At 4 a.m. the bar had emptied significantly. A group of us had pulled together chairs and were still talking. Jake and a woman he had befriended, who was sitting in his lap. Oscar and Julie and the fiddle player, Sasha, and the drummer, Derrick. And then there was Frank, Peter, Warren, Dave and myself. There was another group of boisterous boys still sitting at the bar, but otherwise the place was empty.

Jake was in the middle of his story of the time he and I had gone into Macy’s on Herald’s Square and tried on bras. “The damn saleswoman was so damn confused! After the whole ‘Where is the men’s dressing room’ argument, she still could not get her mind around the question, ‘What ties go with this lace?’ And Allen just kept asking, ‘But does it stain?’ That poor lady. Sixty-five and now she has to deal with us pervs.”

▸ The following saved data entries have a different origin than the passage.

PR #25, opened 2015-07-21
Date refactorting to 5.5

gianarb:


Ocramius:
Tests please!

gianarb:
thanks @Ocramius can you help me to write a good tests to coverage this feature?
 it's already coverage IMO

Ocramius:
> it's already coverage IMO

The particular path is not followed. You'd simply `$this->getMock(DateTimeInterface::class)` and work with that

gianarb:
Why not?
https://github.com/zendframework/zend-validator/blob/master/test/DateTest.php#L85

DateTime implement DateTimeinterface

Ocramius:
@gianarb but you are not testing that any implementation of `DateTimeInterface` passes the test.

samsonasik:
@gianarb thanks for this ;)

gianarb:
Little problem
http://3v4l.org/8GvgO

https://github.com/php/php-src/blob/4a2e40bb861bc3cf5fb6863e57486ed60316e97c/ext/date/php_date.c#L1961

Thanks @fntlnz :P

Ocramius:
@gianarb as it stands, you'd probably have to test with `DateTime` and `DateTimeImmutable` then. I raised the question at http://news.php.net/php.internals/87217

gianarb:
in this moment we have already wrote tests with DateTime, DateTime Immutable and stdClass

samsonasik:
@Ocramius tests updated by @gianarb ;)

Maks3w:
This is pending of RFC with a proposal of Interface removal. This will take days or weeks.

src/Date.php
```diff
@@ -127,8 +127,7 @@ public function isValid($value)
      */
     protected function convertToDateTime($param, $addErrors = true)
     {
-        // @TODO: when minimum dependency will be PHP 5.5, we can only keep check against DateTimeInterface
-        if ($param instanceof DateTime || $param instanceof DateTimeInterface) {
+        if ($param instanceof DateTimeInterface) {
```
Ocramius: As per discussion with the internal folks (sigh), this should probably be:

```php
if ($param instanceof DateTime || $param instanceof DateTimeImmutable) {
```

According to internal folks, `DateTimeInterface` is not to be used.

samsonasik:
@Ocramius , @gianarb has updated to instanceof DateTimeImmutable ;)

samsonasik:
@Ocramius @gianarb I think the PR title can be updated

“Allen,” Oscar laughed, “you just have that sweet innocent face that can get away with murder.”

“I was young,” I said. “That was what? Ten years ago? I could never pull that off now.”

“Sure you could!” demanded Jake. “You have such a talent for stupid gestures when you want.”

Julie said, “How about the time with the food coloring in the snow? How awesome was that?”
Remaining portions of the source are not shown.